2004年4月30日(金)「しんぶん赤旗」
大型車のタイヤ脱落による死傷事故で刑事責任を追及されている三菱ふそうトラック・バス(三菱自動車工業から昨年分社、東京・港区)が、一九九九年三月の運輸省(当時)監査時にトラック・バスにかかわる全クレーム(不具合)情報の98%にあたる三千七百九十七件を秘匿していたことが二十九日までに分かりました。
![]() クレーム隠しの「お詫び」がはられた三菱自動車工業の本社ショールーム=2000年、東京・港区 |
同社製大型車の車輪と車軸をつなぐ部品ハブの破損事故は、監査対象の九八年にも四件発生していましたが、二〇〇二年の横浜の母子死傷事故が起きるまで発覚しませんでした。ハブ破損の重要なクレーム情報も隠ぺいされていました。
これは、二〇〇〇年七月に発覚した同社のクレーム隠し事件で、株主が当時の河添克彦前社長らを相手に起こした株主代表訴訟(昨年和解)に原告側が提出した同社資料などから判明したもの。
これによると、九八年一月―十二月の期間に販売店などから三菱自工に送られてきたトラックバス関係のクレーム情報総数は、三千八百三十九件でした。

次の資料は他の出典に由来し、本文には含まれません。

PR #302, opened 2019-11-16
Introduce DisposableScope

arkivanov:
This is just an idea, I would like to hear your opinions, thoughts, etc. The idea is to ease disposable management. Also scopes can be nested.


reaktive/src/commonMain/kotlin/com/badoo/reaktive/disposable/DisposableScope.kt
```diff
@@ -0,0 +1,43 @@
...
+import com.badoo.reaktive.observable.Observable
+import com.badoo.reaktive.single.Single
+
+interface DisposableScope : Disposable {
+
+    fun <T : Disposable> T.scope(): T
+
+    fun cancel()
+
+    fun <T> Observable<T>.subscribeScoped(
```
CherryPerry: Can we do `Disposable.scoped()` instead of this? So I can do:
```kotlin
source.subscribe(...).scoped()
```

But it is easy to do mistake and use `scope()`, so we should rename it.

CherryPerry: I don't think we need them. What is the problem with `scope()`?

arkivanov:
Still WIP

reaktive/src/commonMain/kotlin/com/badoo/reaktive/disposable/DisposableScope.kt
arkivanov: Why do you think so? I find them very handy.

arkivanov:
@mk-jones @CherryPerry @zsoltk Could you please check the proposal? Please let me know you thoughts or any ideas.

arkivanov:
You can find some use cases in the updated samples. Another use case could be:
```
class MyView {
    fun showProgressBar() {
    }

    fun hideProgressBar() {
    }
}

class MyPresenter(
    private val view: MyView
) : DisposableScope by DisposableScope() {

    fun load() {
        view.showProgressBar()

        completableFromFunction {
            // A long running operation
        }
            .subscribeOn(ioScheduler)
            .observeOn(mainScheduler)
            .subscribeScoped(isThreadLocal = true, onComplete = view::hideProgressBar)
    }
}

class MyActivity : DisposableScope by DisposableScope() {

    fun onCreate() {
        +MyPresenter(MyView())
    }

    fun onDestroy() {
        dispose()
    }
}
```

reaktive/src/commonMain/kotlin/com/badoo/reaktive/disposable/DisposableScope.kt
CherryPerry: The problems with `subscribeScoped` are: they override current approach of using `subscribe` – it is much easier to try use them when you don't need or can't, and forget to use them when needed. `scope()` is more explicit in this way, especially in combination with `@CheckResult`. Also you need to support both subscribe variants.

sample-mpp-module/src/commonMain/kotlin/com/badoo/reaktive/samplemppmodule/store/KittenStoreImpl.kt
```diff
@@ -1,66 +1,54 @@
...
 import com.badoo.reaktive.subject.behavior.behaviorSubject
 import com.badoo.reaktive.utils.ensureNeverFrozen
 
 internal class KittenStoreImpl(
     private val loader: KittenLoader
-) : KittenStore {
+) : KittenStore, DisposableScope by DisposableScope() {
 
-    private val _states = behaviorSubject(State()).ensureNeverFrozen()
+    private val _states = +behaviorSubject(State()).ensureNeverFrozen()
```
CherryPerry: `+behaviorSubject(State())` feels like Compose...
Can't say yet, is it good or not.

reaktive/src/commonTest/kotlin/com/badoo/reaktive/disposable/scope/DisposableScopeImplTest.kt
```diff
@@ -0,0 +1,120 @@
...
+
+        scope.run { disposable.scope() }
+        scope.dispose()
+
+        assertTrue(disposable.isDisposed)
+    }
+
+    @Test
+    fun completes_scoped_CompleteCallback_WHEN_disposed() {
+        val completeCallback =
```
CherryPerry: Looks terrible. What is use case?

If you want to have some `onDispose` callback, then maybe it is better to do something like this?
```kotlin
scope.onDispose {
    ...
}
```

tools/binary-compatibility/reference-public-api/reaktive.txt
```diff
@@ -207,6 +207,33 @@ public final class com/badoo/reaktive/disposable/VariousJvm {
 	public static final fun Disposable (Lkotlin/jvm/functions/Function0;)Lcom/badoo/reaktive/disposable/Disposable;
 }
 
+public abstract interface class com/badoo/reaktive/disposable/scope/DisposableScope : com/badoo/reaktive/disposable/Disposable {
```
CherryPerry: Maybe extract to separate module? It is not a core functionality.

sample-mpp-module/src/commonMain/kotlin/com/badoo/reaktive/samplemppmodule/store/KittenStoreImpl.kt
ShikaSD: No good, they got rid of it :)

reaktive/src/commonMain/kotlin/com/badoo/reaktive/disposable/DisposableScope.kt
arkivanov: Well, If you are inside a scope then I hardly imagine that you will need just `subscribe` without cancellation (very rare case).
And if you forget to use `subscribeScoped` then you could forget to use `scope()` as well - but in both cases `@CheckResult` would help.

arkivanov: I just very like one with automatic disposable management

reaktive/src/commonMain/kotlin/com/badoo/reaktive/disposable/scope/DisposableScopeImpl.kt
```diff
@@ -0,0 +1,93 @@
...
+
+    override fun <T : CompleteCallback> T.scope(): T {
+        Disposable(::onComplete).scope()
+
+        return this
+    }
+
+    override fun <T : CompleteCallback> T.unaryPlus(): T = scope()
+
+    override fun <T> Observable<T>.subscribeScoped(
```
ShikaSD: Does Kotlin name resolution allow to name it `subscribe`?

reaktive/src/commonTest/kotlin/com/badoo/reaktive/disposable/scope/DisposableScopeImplTest.kt
arkivanov: This is something I'm not sure about. The use case is demonstrated in the sample, where `BehaviorSubject` is created and scoped using `unaryPlus` operator. So when the scope is cancelled - the subject is completed.

tools/binary-compatibility/reference-public-api/reaktive.txt
arkivanov: Perhaps, but I find it as a replacement for most of the `CompositeDisposable` use cases. So you will need it quite frequently. We could move `DisposableWrapper`, `CompositeDisposable` and `DisposableScope` later to a separate module. What do you think?

reaktive/src/commonMain/kotlin/com/badoo/reaktive/disposable/scope/DisposableScopeImpl.kt
arkivanov: It does, but I thought it will be very confusing to users.

sample-mpp-module/src/commonMain/kotlin/com/badoo/reaktive/samplemppmodule/store/KittenStoreImpl.kt
arkivanov: I can remove. But it is taken from the official docs and looks nice to me) https://kotlinlang.org/docs/reference/type-safe-builders.html

reaktive/src/commonTest/kotlin/com/badoo/reaktive/disposable/scope/DisposableScopeImplTest.kt
CherryPerry: Then maybe use `Subject` as base?

tools/binary-compatibility/reference-public-api/reaktive.txt
CherryPerry: If you want to use it inside operators, then it is fine to have it in main module.

reaktive/src/commonTest/kotlin/com/badoo/reaktive/disposable/scope/DisposableScopeImplTest.kt
arkivanov: You don't like the ability to complete a completable (something implementing CompletableCallback) whenever scope closes?

reaktive/src/commonMain/kotlin/com/badoo/reaktive/disposable/scope/DisposableScopeImpl.kt
ShikaSD: Not sure, but probably you're right

sample-mpp-module/src/commonMain/kotlin/com/badoo/reaktive/samplemppmodule/binder/KittenBinder.kt
```diff
@@ -20,21 +19,24 @@ class KittenBinder(
...
-                .events
-                .map(KittenViewEventToIntentMapper::invoke)
-                .subscribe(onNext = store::accept)
-
-        disposables +=
-            store
-                .states
-                .map(KittenStateToViewModelMapper::invoke)
-                .subscribe(onNext = { requireNotNull(view).show(it) })
+        startStopScope = disposableScope { start() }
```
mk-jones: It would be nice if the example used a non-nullable val for the scope, and then added to it like in the previous impl.

sample-mpp-module/src/commonMain/kotlin/com/badoo/reaktive/samplemppmodule/store/KittenStoreImpl.kt
mk-jones: Personally I would prefer a function call instead of the plus operator.
Plus operator isn't named, so the reader has to be actively aware of the context where it is called (it does different things in different places). I think plus operator works better in places where it is clear what you are adding to. Having to call scope at least tells you what is happening.
(particularly as people are likely reading the examples on github, and can't look into the definition of what + is adding to).

tools/binary-compatibility/reference-public-api/reaktive.txt
mk-jones: I think it's fine in the main module.

reaktive/src/commonMain/kotlin/com/badoo/reaktive/disposable/scope/DisposableScopeBuilder.kt
```diff
@@ -0,0 +1,16 @@
...
+ * Creates a new instance of [DisposableScope]
+ */
+@Suppress("FunctionName")
+@JsName("disposableScope")
+fun DisposableScope(): DisposableScope = DisposableScopeImpl()
+
+/**
+ * Creates a new instance os [DisposableScope] and calls the provided `block` on it
+ */
+inline fun disposableScope(block: DisposableScope.() -> Unit): DisposableScope =
```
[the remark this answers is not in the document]
arkivanov: For what reason?

sample-mpp-module/src/commonMain/kotlin/com/badoo/reaktive/samplemppmodule/store/KittenStoreImpl.kt
arkivanov: Ok, looks like nobody like it. Will remove and use `.scope()` instead.

sample-mpp-module/src/commonMain/kotlin/com/badoo/reaktive/samplemppmodule/binder/KittenBinder.kt
arkivanov: How do you imagine this? `lateinit`? `onStart`-`onStop` can be called multiple times before `onDestroy`.

reaktive/src/commonMain/kotlin/com/badoo/reaktive/disposable/DisposableScope.kt
mk-jones: Yep, looks convenient in my opinion.

reaktive/src/commonMain/kotlin/com/badoo/reaktive/disposable/scope/DisposableScopeBuilder.kt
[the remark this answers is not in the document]
mk-jones: Don't remember, think I had misread this.

sample-mpp-module/src/commonMain/kotlin/com/badoo/reaktive/samplemppmodule/binder/KittenBinder.kt
mk-jones: I was thinking the same way with CompositeDisposable, with disposables.clear() in onStop.

arkivanov: Because it's lifecycle is between start and stop, I think better to keep it nullable and assign null on stop.

sample-mpp-module/src/commonMain/kotlin/com/badoo/reaktive/samplemppmodule/store/KittenStoreImpl.kt
arkivanov: Removed

reaktive/src/commonMain/kotlin/com/badoo/reaktive/disposable/scope/DisposableScopeBuilder.kt
```diff
@@ -0,0 +1,16 @@
...
+
+/**
+ * Creates a new instance of [DisposableScope]
+ */
+@Suppress("FunctionName")
+@JsName("disposableScope")
+fun DisposableScope(): DisposableScope = DisposableScopeImpl()
+
+/**
+ * Creates a new instance os [DisposableScope] and calls the provided `block` on it
```
CherryPerry: > Creates a new instance **os** [DisposableScope]

PR #307, opened 2019-11-23
Added Maybe.defaultIfEmpty alias

arkivanov:


CherryPerry:
@arkivanov Merge after my ticket please and run compatibility override.

arkivanov:
@CherryPerry binary compatibility check is failed. What should we do?

PR #308, opened 2019-11-24
Implement repeat operators

arkivanov:


reaktive/src/commonMain/kotlin/com/badoo/reaktive/observable/Repeat.kt
```diff
@@ -0,0 +1,40 @@
...
+                        subscribe(this)
+                        true
+                    }
+
+                override fun onSubscribe(disposable: Disposable) {
+                    emitter.setDisposable(disposable)
+                }
+
+                override fun onComplete() {
+                    if ((count < 0) || (counter!!.addAndGet(-1) >= 0)) {
```
CherryPerry: Maybe we can do it without `count` and `!!`?
`counter == null || counter.addAndGet(-1) >= 0`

メーカーは道路運送車両法により、監査時にクレーム情報を運輸省(現国土交通省)に報告することが義務づけられています。しかし、同社は、わずか四十二件(1・1%)しか運輸省検査官に提出していませんでした。
同社は二十年以上にわたって、顧客からのクレーム情報を運輸省の監査時に開示する「P」情報と、秘匿する「H」情報に分ける二重管理を実施していました。
当時の品質保証部門の幹部は「運輸省に秘匿する情報は安全性に問題のあるS分類の情報」と述べています。同社の「S分類」には、S1―S3の三段階があり、もっとも重大なS1は「直接人身事故につながるような安全性に極めて重大な影響を及ぼす不具合」と規定されていました。
秘匿した「H」情報には、安全性に疑問を抱かせる「S」分類がふくまれていたことになります。
三菱自工クレーム隠し事件 顧客から販売店に寄せられたクレーム情報を、国土交通省の監査時に二十年以上にわたって秘匿していることが二〇〇〇年七月、内部告発で発覚しました。道路運送車両法違反(虚偽報告)で同社副社長らが書類送検され罰金の略式命令が出されました。発覚後に同社が届け出たリコール(無償回収・修理)は、トラック・バスを含む六十二万台にのぼります。